* [EXERCISE REQUIREMENTS]
Whenever a line below includes the string "github", show it.

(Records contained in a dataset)
= = = =

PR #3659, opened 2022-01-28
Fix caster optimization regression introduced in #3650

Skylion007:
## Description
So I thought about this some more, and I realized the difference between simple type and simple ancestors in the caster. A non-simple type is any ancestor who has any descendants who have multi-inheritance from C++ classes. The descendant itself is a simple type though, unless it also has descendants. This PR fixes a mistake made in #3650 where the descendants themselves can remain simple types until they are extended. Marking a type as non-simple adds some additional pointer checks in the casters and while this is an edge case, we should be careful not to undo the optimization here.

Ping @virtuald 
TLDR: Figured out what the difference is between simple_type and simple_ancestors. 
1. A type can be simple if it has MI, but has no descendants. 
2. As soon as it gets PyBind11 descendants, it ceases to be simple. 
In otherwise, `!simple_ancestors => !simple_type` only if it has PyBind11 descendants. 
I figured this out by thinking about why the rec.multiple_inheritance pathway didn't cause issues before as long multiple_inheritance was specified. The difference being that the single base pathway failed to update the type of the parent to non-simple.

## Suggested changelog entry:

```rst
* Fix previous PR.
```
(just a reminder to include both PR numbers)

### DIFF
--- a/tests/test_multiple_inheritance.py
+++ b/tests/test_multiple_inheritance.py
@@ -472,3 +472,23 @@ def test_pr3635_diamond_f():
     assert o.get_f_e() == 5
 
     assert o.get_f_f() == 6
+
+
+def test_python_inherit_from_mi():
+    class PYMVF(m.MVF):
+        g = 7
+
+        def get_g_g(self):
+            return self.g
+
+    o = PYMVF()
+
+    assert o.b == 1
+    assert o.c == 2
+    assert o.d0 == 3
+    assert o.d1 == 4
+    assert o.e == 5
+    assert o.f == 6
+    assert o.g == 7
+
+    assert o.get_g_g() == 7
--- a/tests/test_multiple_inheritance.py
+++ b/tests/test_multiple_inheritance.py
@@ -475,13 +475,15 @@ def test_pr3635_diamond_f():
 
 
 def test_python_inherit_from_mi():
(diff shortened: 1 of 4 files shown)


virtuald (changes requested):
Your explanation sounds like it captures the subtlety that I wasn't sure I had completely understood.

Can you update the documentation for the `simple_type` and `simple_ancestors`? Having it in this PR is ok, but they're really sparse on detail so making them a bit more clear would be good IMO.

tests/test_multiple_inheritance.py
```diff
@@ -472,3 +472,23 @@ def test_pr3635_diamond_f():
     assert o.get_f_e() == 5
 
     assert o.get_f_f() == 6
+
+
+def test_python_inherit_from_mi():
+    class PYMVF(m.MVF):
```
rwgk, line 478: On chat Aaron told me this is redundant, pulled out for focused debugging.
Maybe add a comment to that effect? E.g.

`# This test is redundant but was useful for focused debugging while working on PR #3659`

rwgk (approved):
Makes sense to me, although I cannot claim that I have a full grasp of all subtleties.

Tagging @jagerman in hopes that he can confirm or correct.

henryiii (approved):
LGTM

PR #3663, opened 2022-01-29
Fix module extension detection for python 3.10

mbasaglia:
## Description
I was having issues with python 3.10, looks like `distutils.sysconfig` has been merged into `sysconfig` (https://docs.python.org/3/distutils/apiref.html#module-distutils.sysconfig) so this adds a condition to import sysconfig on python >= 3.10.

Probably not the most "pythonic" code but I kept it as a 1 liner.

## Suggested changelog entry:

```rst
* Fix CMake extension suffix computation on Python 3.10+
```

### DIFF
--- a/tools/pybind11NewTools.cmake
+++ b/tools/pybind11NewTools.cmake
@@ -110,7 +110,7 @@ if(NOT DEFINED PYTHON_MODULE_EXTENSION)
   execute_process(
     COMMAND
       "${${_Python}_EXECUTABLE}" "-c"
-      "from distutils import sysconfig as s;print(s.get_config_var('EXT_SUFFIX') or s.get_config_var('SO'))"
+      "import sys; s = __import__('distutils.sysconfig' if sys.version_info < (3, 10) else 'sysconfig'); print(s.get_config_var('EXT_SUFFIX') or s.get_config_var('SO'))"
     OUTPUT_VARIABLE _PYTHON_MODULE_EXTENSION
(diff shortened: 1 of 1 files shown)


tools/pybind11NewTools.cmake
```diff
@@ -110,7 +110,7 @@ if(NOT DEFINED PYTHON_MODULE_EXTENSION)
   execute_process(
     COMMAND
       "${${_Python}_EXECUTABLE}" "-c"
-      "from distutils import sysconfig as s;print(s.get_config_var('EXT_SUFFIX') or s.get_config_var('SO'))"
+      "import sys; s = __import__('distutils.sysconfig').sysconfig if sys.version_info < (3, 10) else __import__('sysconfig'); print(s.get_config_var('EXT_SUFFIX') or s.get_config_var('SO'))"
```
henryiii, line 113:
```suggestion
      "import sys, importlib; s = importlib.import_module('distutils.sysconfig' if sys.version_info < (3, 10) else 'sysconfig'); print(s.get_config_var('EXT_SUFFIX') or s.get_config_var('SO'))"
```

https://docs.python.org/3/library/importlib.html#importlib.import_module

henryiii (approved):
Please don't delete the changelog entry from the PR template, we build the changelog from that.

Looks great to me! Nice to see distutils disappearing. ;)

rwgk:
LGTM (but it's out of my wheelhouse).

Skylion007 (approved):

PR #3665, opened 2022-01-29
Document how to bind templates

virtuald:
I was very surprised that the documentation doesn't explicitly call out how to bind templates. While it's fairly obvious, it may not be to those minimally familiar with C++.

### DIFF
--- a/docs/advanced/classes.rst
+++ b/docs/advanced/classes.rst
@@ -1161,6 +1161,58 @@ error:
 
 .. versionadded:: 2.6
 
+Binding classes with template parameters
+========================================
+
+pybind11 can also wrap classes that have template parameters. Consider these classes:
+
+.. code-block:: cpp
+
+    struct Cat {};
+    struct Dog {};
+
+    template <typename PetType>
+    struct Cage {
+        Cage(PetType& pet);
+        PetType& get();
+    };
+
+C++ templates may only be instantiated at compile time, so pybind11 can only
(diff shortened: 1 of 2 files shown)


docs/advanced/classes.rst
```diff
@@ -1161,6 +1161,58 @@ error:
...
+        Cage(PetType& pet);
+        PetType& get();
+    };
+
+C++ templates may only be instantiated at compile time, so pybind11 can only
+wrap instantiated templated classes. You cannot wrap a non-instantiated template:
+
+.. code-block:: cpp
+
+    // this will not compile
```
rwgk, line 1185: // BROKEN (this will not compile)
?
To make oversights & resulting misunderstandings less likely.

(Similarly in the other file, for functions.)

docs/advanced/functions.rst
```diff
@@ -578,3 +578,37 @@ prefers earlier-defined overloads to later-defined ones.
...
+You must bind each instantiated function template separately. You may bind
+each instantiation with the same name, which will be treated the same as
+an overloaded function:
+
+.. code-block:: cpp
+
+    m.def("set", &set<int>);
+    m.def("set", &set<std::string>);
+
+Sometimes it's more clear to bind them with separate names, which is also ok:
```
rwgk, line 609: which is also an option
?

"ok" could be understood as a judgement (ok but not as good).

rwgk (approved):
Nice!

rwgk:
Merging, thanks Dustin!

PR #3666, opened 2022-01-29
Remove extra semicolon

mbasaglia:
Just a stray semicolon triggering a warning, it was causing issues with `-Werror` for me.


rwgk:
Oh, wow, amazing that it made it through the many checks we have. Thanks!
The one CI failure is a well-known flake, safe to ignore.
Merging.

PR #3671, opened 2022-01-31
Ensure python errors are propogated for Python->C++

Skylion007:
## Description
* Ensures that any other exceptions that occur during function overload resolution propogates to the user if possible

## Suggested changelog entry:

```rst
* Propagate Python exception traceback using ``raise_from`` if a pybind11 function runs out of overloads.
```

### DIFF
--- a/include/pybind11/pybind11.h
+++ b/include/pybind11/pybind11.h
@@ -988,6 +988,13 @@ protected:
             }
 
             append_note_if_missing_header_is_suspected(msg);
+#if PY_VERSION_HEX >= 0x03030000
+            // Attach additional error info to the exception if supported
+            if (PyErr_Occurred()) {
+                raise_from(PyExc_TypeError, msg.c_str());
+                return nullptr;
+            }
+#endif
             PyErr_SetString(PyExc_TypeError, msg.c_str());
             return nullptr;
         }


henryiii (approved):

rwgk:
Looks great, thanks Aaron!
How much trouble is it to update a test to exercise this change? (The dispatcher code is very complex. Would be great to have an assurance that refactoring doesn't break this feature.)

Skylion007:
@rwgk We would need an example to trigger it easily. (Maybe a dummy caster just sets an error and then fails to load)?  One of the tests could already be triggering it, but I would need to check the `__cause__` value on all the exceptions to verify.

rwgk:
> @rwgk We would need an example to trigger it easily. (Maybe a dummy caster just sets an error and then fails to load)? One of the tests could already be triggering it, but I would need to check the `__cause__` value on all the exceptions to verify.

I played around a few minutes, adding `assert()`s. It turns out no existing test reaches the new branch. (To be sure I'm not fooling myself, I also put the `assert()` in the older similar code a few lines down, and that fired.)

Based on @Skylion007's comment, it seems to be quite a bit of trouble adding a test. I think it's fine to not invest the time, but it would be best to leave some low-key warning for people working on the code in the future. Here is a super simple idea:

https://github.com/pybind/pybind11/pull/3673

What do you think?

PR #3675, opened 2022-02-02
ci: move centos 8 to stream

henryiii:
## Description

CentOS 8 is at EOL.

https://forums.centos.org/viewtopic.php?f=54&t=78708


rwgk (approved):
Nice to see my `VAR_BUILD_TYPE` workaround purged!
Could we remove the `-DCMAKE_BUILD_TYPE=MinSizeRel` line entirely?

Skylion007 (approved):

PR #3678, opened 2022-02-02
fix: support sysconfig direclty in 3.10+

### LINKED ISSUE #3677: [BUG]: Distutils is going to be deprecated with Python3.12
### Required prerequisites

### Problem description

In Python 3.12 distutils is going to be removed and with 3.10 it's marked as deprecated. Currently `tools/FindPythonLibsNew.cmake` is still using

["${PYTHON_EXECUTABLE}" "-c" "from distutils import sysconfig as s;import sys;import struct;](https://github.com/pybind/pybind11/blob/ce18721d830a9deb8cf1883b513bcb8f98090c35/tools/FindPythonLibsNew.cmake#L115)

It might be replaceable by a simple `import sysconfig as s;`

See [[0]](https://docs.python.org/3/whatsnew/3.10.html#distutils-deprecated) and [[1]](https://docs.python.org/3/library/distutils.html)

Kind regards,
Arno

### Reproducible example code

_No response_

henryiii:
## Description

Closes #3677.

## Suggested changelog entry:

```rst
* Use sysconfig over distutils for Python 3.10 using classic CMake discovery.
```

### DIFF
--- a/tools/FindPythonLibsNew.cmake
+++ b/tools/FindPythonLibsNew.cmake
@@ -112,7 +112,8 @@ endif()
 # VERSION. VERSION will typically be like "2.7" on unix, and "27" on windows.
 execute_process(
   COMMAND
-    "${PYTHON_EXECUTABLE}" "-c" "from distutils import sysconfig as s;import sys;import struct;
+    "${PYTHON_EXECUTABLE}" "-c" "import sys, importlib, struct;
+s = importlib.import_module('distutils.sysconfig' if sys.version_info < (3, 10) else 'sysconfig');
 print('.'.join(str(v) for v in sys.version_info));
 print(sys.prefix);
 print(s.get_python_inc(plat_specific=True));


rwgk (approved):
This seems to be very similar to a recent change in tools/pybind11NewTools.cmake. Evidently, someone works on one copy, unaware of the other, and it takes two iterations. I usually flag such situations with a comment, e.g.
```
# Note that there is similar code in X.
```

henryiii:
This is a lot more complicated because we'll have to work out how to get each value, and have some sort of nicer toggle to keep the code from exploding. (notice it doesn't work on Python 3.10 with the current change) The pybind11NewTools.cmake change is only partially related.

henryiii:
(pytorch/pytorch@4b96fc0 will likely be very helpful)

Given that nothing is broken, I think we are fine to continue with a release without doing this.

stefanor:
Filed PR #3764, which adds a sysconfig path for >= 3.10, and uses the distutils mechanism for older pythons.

= = = =

* [ANSWER BOX]
https://github.com/pybind/pybind11/pull/3673
["${PYTHON_EXECUTABLE}" "-c" "from distutils import sysconfig as s;import sys;import struct;](https://github.com/pybind/pybind11/blob/ce18721d830a9deb8cf1883b513bcb8f98090c35/tools/FindPythonLibsNew.cmake#L115)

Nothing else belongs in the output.